There are some situations in which police officers must use force to protect themselves or subdue a suspect. They are supposed to use only enough force to deescalate the incident and regain control of the situation. Generally, the amount of force should be proportionate to the threat that prompts it.
But in some cases, law enforcement officers use more than the minimum amount of force necessary. They may react to a relatively small threat with a disproportionately heavy use of force. This is referred to as excessive force, and it is a very controversial issue.

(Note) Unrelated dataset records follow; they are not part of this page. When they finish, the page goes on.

PR #2384, opened 2025-10-14
Add MCPTool/MCPToolset warm_up

vblagoje:
## Why:
Separates pipeline validation from MCP server connection. Allows pipelines to validate successfully without requiring server connectivity, then connect during pipeline warm_up.

Keep in ~draft stage until https://github.com/deepset-ai/haystack/pull/9856 is merge and Haystack 2.19 released.~ 

## What:
- Added `eager_connect` parameter to `MCPTool` and `MCPToolset` (defaults to `False`)
- Implemented `_ensure_connected()` with thread-safe lazy initialization
- Added `warm_up()` methods for connecting during pipeline warm_up phase

## How can it be used:
```python
# Validate pipeline without connecting to MCP server
tool = MCPTool(name="add", server_info=info, eager_connect=False)
pipeline.add_component("invoker", ToolInvoker(tools=[tool]))  # ✓ Validates

# Connect during pipeline warm_up
pipeline.run()  # triggers tool.warm_up() → connects to server
```

## How did you test it:
- Test verifies permissive schema → strict schema transition on first use
- Confirmed backward compatibility (eager_connect=True by default)
- Tested with itinerary agent

## Notes for the reviewer:
- Placeholder schema allows validation; strict schema loaded post-connection
- `warm_up()` is idempotent

### DIFF
--- a/integrations/mcp/src/haystack_integrations/tools/mcp/mcp_tool.py
+++ b/integrations/mcp/src/haystack_integrations/tools/mcp/mcp_tool.py
@@ -853,35 +853,10 @@ class MCPTool(Tool):
         logger.debug(f"TOOL: Initializing MCPTool '{name}'")
 
         try:
-            # Create client and spin up a long-lived worker that keeps the
-            # connect/close lifecycle inside one coroutine.
-            self._client = server_info.create_client()
-            logger.debug(f"TOOL: Created client for MCPTool '{name}'")
-
-            # The worker starts immediately and blocks here until the connection
-            # is established (or fails), returning the tool list.
-            self._worker = _MCPClientSessionManager(self._client, timeout=connection_timeout)
-
-            tools = self._worker.tools()
-            # Handle no tools case
-            if not tools:
-                logger.debug(f"TOOL: No tools found for '{name}'")
-                message = "No tools available on server"
-                raise MCPToolNotFoundError(message, tool_name=name)
-
-            # Find the specified tool
-            tool_dict = {t.name: t for t in tools}
-            logger.debug(f"TOOL: Available tools: {list(tool_dict.keys())}")
-
-            tool_info: types.Tool | None = tool_dict.get(name)
-
-            if not tool_info:
-                available = list(tool_dict.keys())
-                logger.debug(f"TOOL: Tool '{name}' not found in available tools")
-                message = f"Tool '{name}' not found on server. Available tools: {', '.join(available)}"
-                raise MCPToolNotFoundError(message, tool_name=name, available_tools=available)
-
+            logger.debug(f"TOOL: Connecting to MCP server for '{name}'")
+            tool_info = self._connect_and_initialize(name)
             logger.debug(f"TOOL: Found tool '{name}', initializing Tool parent class")
+
             # Initialize the parent class
             super().__init__(
                 name=name,
@@ -914,6 +889,36 @@ class MCPTool(Tool):
             message = f"Failed to initialize MCPTool '{name}': {error_message}"
             raise MCPConnectionError(message=message, server_info=server_info, operation="initialize") from e
 
+    def _connect_and_initialize(self, tool_name: str) -> types.Tool:
+        """
+        Connect to the MCP server and retrieve the tool schema.
+
+        :param tool_name: Name of the tool to look for
+        :returns: The tool schema for this tool
+        :raises MCPToolNotFoundError: If the tool is not found on the server
+        """
+        client = self._server_info.create_client()
+        worker = _MCPClientSessionManager(client, timeout=self._connection_timeout)
+        tools = worker.tools()
+
+        # Handle no tools case
+        if not tools:
+            message = "No tools available on server"
+            raise MCPToolNotFoundError(message, tool_name=tool_name)
+
+        # Find the specified tool
+        tool = next((t for t in tools if t.name == tool_name), None)
+        if tool is None:
+            available = [t.name for t in tools]
+            msg = f"Tool '{tool_name}' not found on server. Available tools: {', '.join(available)}"
+            raise MCPToolNotFoundError(msg, tool_name=tool_name, available_tools=available)
+
+        # Publish connection
+        self._client = client
+        self._worker = worker
+
+        return tool
+
     def _invoke_tool(self, **kwargs: Any) -> str:
         """
         Synchronous tool invocation.
@@ -928,12 +933,8 @@ class MCPTool(Tool):
 
             async def invoke():
                 logger.debug(f"TOOL: Inside invoke coroutine for '{self.name}'")
-                # This should never happen, and mypy doesn't know that
-                if self._client is None:
-                    raise MCPConnectionError(message="Not connected to an MCP server", operation="call_tool")
-                result = await asyncio.wait_for(
-                    self._client.call_tool(self.name, kwargs), timeout=self._invocation_timeout
-                )
+                client = cast(MCPClient, self._client)
+                result = await asyncio.wait_for(client.call_tool(self.name, kwargs), timeout=self._invocation_timeout)
                 logger.debug(f"TOOL: Invoke successful for '{self.name}'")
                 return result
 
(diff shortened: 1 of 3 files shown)


integrations/mcp/src/haystack_integrations/tools/mcp/mcp_tool.py
```diff
@@ -906,9 +923,15 @@ def _invoke_tool(self, **kwargs: Any) -> str:
         """
         logger.debug(f"TOOL: Invoking tool '{self.name}' with args: {kwargs}")
         try:
+            # Connect on first use if eager_connect is turned off
+            if not self._eager_connect:
+                self._ensure_connected()
```
sjrl: We don't need this right since we would expect a user to connect via warm_up?

sjrl: At the very least if we do want this behavior I think we should just do 
```suggestion
            # Connect on first use if eager_connect is turned off
            self.warm_up()
```
and let warm_up handle this if logic

integrations/mcp/src/haystack_integrations/tools/mcp/mcp_tool.py
```diff
@@ -939,7 +962,10 @@ async def ainvoke(self, **kwargs: Any) -> str:
         :raises TimeoutError: If the operation times out
         """
         try:
-            return await asyncio.wait_for(self._client.call_tool(self.name, kwargs), timeout=self._invocation_timeout)
+            if not self._eager_connect:
+                self._ensure_connected()
```
sjrl: Same here if we want this behavior just call `warm_up`
```suggestion
            self.warm_up()
```

integrations/mcp/src/haystack_integrations/tools/mcp/mcp_tool.py
```diff
@@ -949,6 +975,33 @@ async def ainvoke(self, **kwargs: Any) -> str:
             message = f"Failed to invoke tool '{self.name}' with args: {kwargs} , got error: {e!s}"
             raise MCPInvocationError(message, self.name, kwargs) from e
 
+    def warm_up(self) -> None:
+        """Connect and fetch the tool schema eager_connect is turned off."""
+        if self._eager_connect:
+            return
+        self._ensure_connected()
+
+    def _ensure_connected(self) -> None:
```
sjrl: If we end up just calling `warm_up` like I suggest in my above comments let's remove this function `_ensure_connected` and just directly put all its logic into `warm_up`

vblagoje: Ok yes, i think it was a remnant of previous work where I also wanted to reconnect when broken connection was detected. Let me double check, thanks for raising it

integrations/mcp/src/haystack_integrations/tools/mcp/mcp_tool.py
```diff
@@ -906,9 +923,14 @@ def _invoke_tool(self, **kwargs: Any) -> str:
...
         logger.debug(f"TOOL: Invoking tool '{self.name}' with args: {kwargs}")
         try:
+            # Connect on first use if eager_connect is turned off
+            self.warm_up()
 
             async def invoke():
                 logger.debug(f"TOOL: Inside invoke coroutine for '{self.name}'")
+                # This should never happen, and mypy doesn't know that
+                if self._client is None:
+                    raise MCPConnectionError(message="Not connected to an MCP server", operation="call_tool")
```
sjrl: Would it be better to use an ignore or an assert statement since we know this error can never be raised?

integrations/mcp/src/haystack_integrations/tools/mcp/mcp_tool.py
```diff
@@ -939,7 +961,9 @@ async def ainvoke(self, **kwargs: Any) -> str:
         :raises TimeoutError: If the operation times out
         """
         try:
-            return await asyncio.wait_for(self._client.call_tool(self.name, kwargs), timeout=self._invocation_timeout)
+            self.warm_up()
+            client = cast(MCPClient, self._client)
```
sjrl, line 966: Seems like you are using a different approach here to get around the mypy error than [here](https://github.com/deepset-ai/haystack-core-integrations/pull/2384/files#r2451182465). Let's make it consistent.

integrations/mcp/src/haystack_integrations/tools/mcp/mcp_tool.py
```diff
@@ -949,6 +973,29 @@ async def ainvoke(self, **kwargs: Any) -> str:
             message = f"Failed to invoke tool '{self.name}' with args: {kwargs} , got error: {e!s}"
             raise MCPInvocationError(message, self.name, kwargs) from e
 
+    def warm_up(self) -> None:
+        """Connect and fetch the tool schema if eager_connect is turned off."""
+        if self._eager_connect:
+            return
```
sjrl: Not a big deal but this isn't needed really since the check below
```python
            if self._client is not None:
                return
```
will also just return early right?

integrations/mcp/src/haystack_integrations/tools/mcp/mcp_tool.py
```diff
@@ -949,6 +973,29 @@ async def ainvoke(self, **kwargs: Any) -> str:
...
+                available = [t.name for t in tools]
+                msg = f"Tool '{self.name}' not found on server. Available tools: {', '.join(available)}"
+                raise MCPToolNotFoundError(msg, tool_name=self.name, available_tools=available)
+            # Publish connection and tighten parameters for better prompting
+            self._client = client
+            self._worker = worker
+            try:
+                self.parameters = tool.inputSchema
+            except Exception as e:
+                logger.debug(f"TOOL: Could not update strict parameters after connect: {e!s}")
```
sjrl: Hey I'm noticing that similar code to this lives in the init method starting at current line 855. Could we make a shared method that get's re-used in both places rather than having duplicate code?

sjrl: If possible, one way could be to just call `self.warm_up` in the init method if `self._eager_connect` is `True`

integrations/mcp/src/haystack_integrations/tools/mcp/mcp_toolset.py
```diff
@@ -129,15 +130,46 @@ def __init__(
...
+                             If False (default), defer connection to warm_up.
         :raises MCPToolNotFoundError: If any of the specified tool names are not found on the server
         """
         # Store configuration
         self.server_info = server_info
         self.tool_names = tool_names
         self.connection_timeout = connection_timeout
         self.invocation_timeout = invocation_timeout
+        self.eager_connect = eager_connect
+        self.warmup_called = False
```
sjrl: I think I'd make the `warmup_called` variable private

integrations/mcp/src/haystack_integrations/tools/mcp/mcp_toolset.py
```diff
@@ -129,15 +130,46 @@ def __init__(
...
+            placeholder_tool = Tool(
+                name=f"mcp_not_connected_placeholder_{id(self)}",
+                description="Placeholder tool initialised when eager_connect is turned off",
+                parameters={"type": "object", "properties": {}, "additionalProperties": True},
+                function=lambda: None,
+            )
+            super().__init__(tools=[placeholder_tool])
+        else:
+            tools = self._connect_and_load_tools()
+            super().__init__(tools=tools)
```
sjrl, line 156: We could also set `warmup_called=True` here right?  
```suggestion
        else:
            tools = self._connect_and_load_tools()
            super().__init__(tools=tools)
            self.warmup_called = True
```
This would allow us to simplify `warm_up` slightly

integrations/mcp/src/haystack_integrations/tools/mcp/mcp_toolset.py
```diff
@@ -129,15 +130,46 @@ def __init__(
...
+
+    def warm_up(self) -> None:
+        """Connect and load tools when running eager_connect is turned off.
+
+        Call this before handing the toolset to components like ``ToolInvoker`` so that
+        each tool's schema is available without performing a real invocation.
```
sjrl: This is a bit misleading since users could also:
- Call `ToolInvoker.warm_up()` instead of `MCPToolset.warm_up()`
- Call `Pipeline.warm_up()` if the `ToolInvoker` is part of a pipeline

integrations/mcp/src/haystack_integrations/tools/mcp/mcp_toolset.py
```diff
@@ -129,15 +130,46 @@ def __init__(
...
+        """
+        if self.eager_connect or self.warmup_called:
+            return
```
sjrl: If we make the change in this comment https://github.com/deepset-ai/haystack-core-integrations/pull/2384/files#r2451228527 then we can update this to 
```suggestion
        if self.warmup_called:
            return
```

vblagoje:
Great feedback @sjrl - I also tested this latest commit against itinerary agent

Understanding excessive force
The use of excessive force was first brought to the Supreme Court in the case of a teenager who was fleeing the scene of a robbery, only to be shot in the head by police officers. The Court ruled that the officer involved had used excessive force to subdue the young man. The case established a precedent for the use of physical force from law enforcement when handling an incident:
- Deescalate the situation simply with their presence as police officers
- Verbally control the situation with requests, discussion, questions and orders
- Use empty-handed control, or grabbing, holding, punching or kicking
- Incorporate police-approved weapons such as batons, tasers, pepper spray or canine officers
- Use firearms or other lethal weapons
Whatever the type of force used, law enforcement is supposed to halt or deescalate it when the situation is under control. Using physical force against someone who has been subdued generally constitutes excessive force.

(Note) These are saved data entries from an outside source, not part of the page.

PR #2386, opened 2025-10-14
ci: block the release if the version number is invalid

### LINKED ISSUE #1998: Improve the release process of core-integrations
Currently, we manually release core integrations, as described in the [README](https://github.com/deepset-ai/haystack-core-integrations?tab=readme-ov-file#releasing).

This process is prone to human error, such as releasing the wrong integration or using an incorrect version number.

### Ideas for improvement

We discussed some possible improvements with @julian-risch:
- add a mechanism to validate version numbers to the release workflow, preventing cases like accidentally jumping from 3.4.1 to 5.2.0. This should not be hard to implement.
- we would also like to check if the integration being released corresponds to the latest commit on main. If not, that is legitimate but rare and should require explicit confirmation from the maintainer. This might involve building a CLI utility and would be more complex than the version check.

anakin87:
### Related Issues

- fixes #1998

### Proposed Changes:
- introduce a step in the `CI_pypi_release workflow` to validate version number: if the version number expressed via tag is incorrect, the release is blocked

### How did you test it?
I tested extensively the `validate_version` script locally.
I tested a simplified version of the workflow on a test repo: https://github.com/anakin87/test-repo/actions

### Checklist


.github/utils/validate_version.py
```diff
@@ -0,0 +1,58 @@
...
+    # connect to PyPi and check the latest version
+    try:
+        response = requests.get(f"https://pypi.org/pypi/{integration_package}/json")
+        response.raise_for_status()
+        latest_version = response.json()["info"]["version"]
+        print(f"Latest version on PyPI: {latest_version}")
+    except requests.exceptions.HTTPError as e:
+        if e.response.status_code == 404 and version_to_release in ["0.0.1", "0.1.0", "1.0.0"]:
+            print("Package not found on PyPI. Assuming this is the first release and skipping version check.")
+            return
```
sjrl, line 33: Just clarifying, but with this we are requiring new packages to use one of these versions when adding a new core-integration right?

anakin87: yes

PR #2400, opened 2025-10-18
fix: handle empty GitHub tokens in authentication headers

### LINKED ISSUE #2387: GitHub - Authorization failures due to empty Secret env var
**Describe the bug**
Accessing public repositories doesn't require a GitHub token.

When we set a `Secret` corresponding to an env var in `github_token`:
- If the env var is not present, we fail with an expressive error message.
- If the env var is set but empty (as it can happen on some platforms), we end up passing `headers["Authorization"] = "Bearer"`, causing the request to fail.

I would not say it's a proper bug, but we can make the implementation more robust.
 
**To Reproduce**
```python
from haystack_integrations.components.connectors.github import GitHubIssueViewer
import os

os.environ["GITHUB_TOKEN"] = ""

viewer = GitHubIssueViewer(github_token=Secret.from_env_var("GITHUB_TOKEN"))

result = viewer.run(url="https://github.com/deepset-ai/haystack-core-integrations/issues/2373")

# requests.exceptions.HTTPError: 401 Client Error: Unauthorized for url: ...
```

yashv6655:
### Related Issues

- fixes #2387

### Proposed Changes:

Fixed authentication header handling when GitHub token environment variable is empty.

**Problem**: Empty token values (`GITHUB_TOKEN=""`) caused `Authorization: Bearer ` headers to be sent, resulting in `401 Unauthorized` errors for public repositories.

**Solution**: Added truthy check before adding Authorization header. Now only non-empty tokens include the Authorization header, allowing anonymous access to public repos when token is empty or not provided.

**Components affected**: All 6 GitHub connector components (GitHubFileEditor, GitHubIssueCommenter, GitHubIssueViewer, GitHubPRCreator, GitHubRepoForker, GitHubRepoViewer)

### How did you test it?

Added unit tests for all 6 components verifying:
- Empty tokens don't add Authorization header
- Valid tokens are properly included
- Base headers remain present

### Notes for the reviewer

Consistent fix applied across all 6 GitHub connector components. Each `_get_request_headers()` method now resolves the token, checks if truthy, then conditionally adds the Authorization header.

### Checklist

### DIFF
--- a/integrations/github/src/haystack_integrations/components/connectors/github/file_editor.py
+++ b/integrations/github/src/haystack_integrations/components/connectors/github/file_editor.py
@@ -115,7 +115,9 @@ class GitHubFileEditor:
         """
         headers = self.base_headers.copy()
         if self.github_token is not None:
-            headers["Authorization"] = f"Bearer {self.github_token.resolve_value()}"
+            token_value = self.github_token.resolve_value()
+            if token_value:
+                headers["Authorization"] = f"Bearer {token_value}"
         return headers
 
     def _get_file_content(self, owner: str, repo: str, path: str, branch: str) -> tuple[str, str]:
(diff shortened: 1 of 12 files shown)


anakin87 (approved):
Good work. Thank you!

PR #2405, opened 2025-10-19
fest: add structured output support in `NvidiaChatGenerator`

Amnah199:
### Related Issues

- partly fixes https://github.com/deepset-ai/haystack/issues/9761

### Proposed Changes:

- Updated docstrings to include information about structured outputs.
- Add an example

### How did you test it?

Added a new test to test structured ouputs
### Notes for the reviewer

Nvidia doesn't support  json schema through `response_format` parameter like OpenAI. Pydantic models are also not supported.
Support for structured outputs in Nvidia is described here: https://docs.nvidia.com/nim/large-language-models/latest/structured-generation.html
### Checklist

### DIFF
--- a/integrations/nvidia/pyproject.toml
+++ b/integrations/nvidia/pyproject.toml
@@ -23,7 +23,7 @@ classifiers = [
   "Programming Language :: Python :: Implementation :: CPython",
   "Programming Language :: Python :: Implementation :: PyPy",
 ]
-dependencies = ["haystack-ai>=2.13.0", "requests>=2.25.0", "tqdm>=4.21.0"]
+dependencies = ["haystack-ai>=2.19.0", "requests>=2.25.0", "tqdm>=4.21.0"]
 
 [project.urls]
 Documentation = "https://github.com/deepset-ai/haystack-core-integrations/tree/main/integrations/nvidia#readme"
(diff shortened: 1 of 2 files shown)


integrations/openrouter/pyproject.toml
```diff
@@ -23,7 +23,7 @@ classifiers = [
   "Programming Language :: Python :: Implementation :: CPython",
   "Programming Language :: Python :: Implementation :: PyPy",
 ]
-dependencies = ["haystack-ai>=2.13.1"]
+dependencies = ["haystack-ai>=2.18.0"]
```
sjrl: I think the change here is unintentional for this PR right?

integrations/nvidia/pyproject.toml
```diff
@@ -160,4 +160,4 @@ addopts = "--strict-markers"
 markers = [
   "integration: integration tests",
 ]
-log_cli = true
+log_cli = true
```
sjrl, line 163: We are missing the bump to haystack-ai version in this pyproject.toml file

integrations/openrouter/pyproject.toml
Amnah199: The min haystack version should be where we added support for OpenAI structured outputs. That might 2.16, but do you think its better to support a lower version?

Amnah199: Ahhh I get it sorry, the wrong file. Let me fix it.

In some cases, police officers claim that the only way to take control of a situation was to use lethal force. The court case involving the teenage burglar who was killed set the precedent that police should only use deadly force when:
- It is necessary to prevent a suspect from escaping
- The officer has probable cause to believe that that the suspect poses a threat of death or physical injury
What counts as excessive force?
It is not always easy to determine when excessive force has been used. Law enforcement agencies usually have a very narrow definition of excessive force. Civil rights advocates and alleged victims of excessive force tend to feel otherwise. This side contends that any unnecessary use of force, especially if it causes long-lasting physical harm, is excessive. The court system often provides qualified immunity to law enforcement officers, which protects them from civil penalties. Nonetheless, some citizens and their families choose to file civil suits against local or state authorities in hopes of holding the offending officer accountable for their use of excessive force.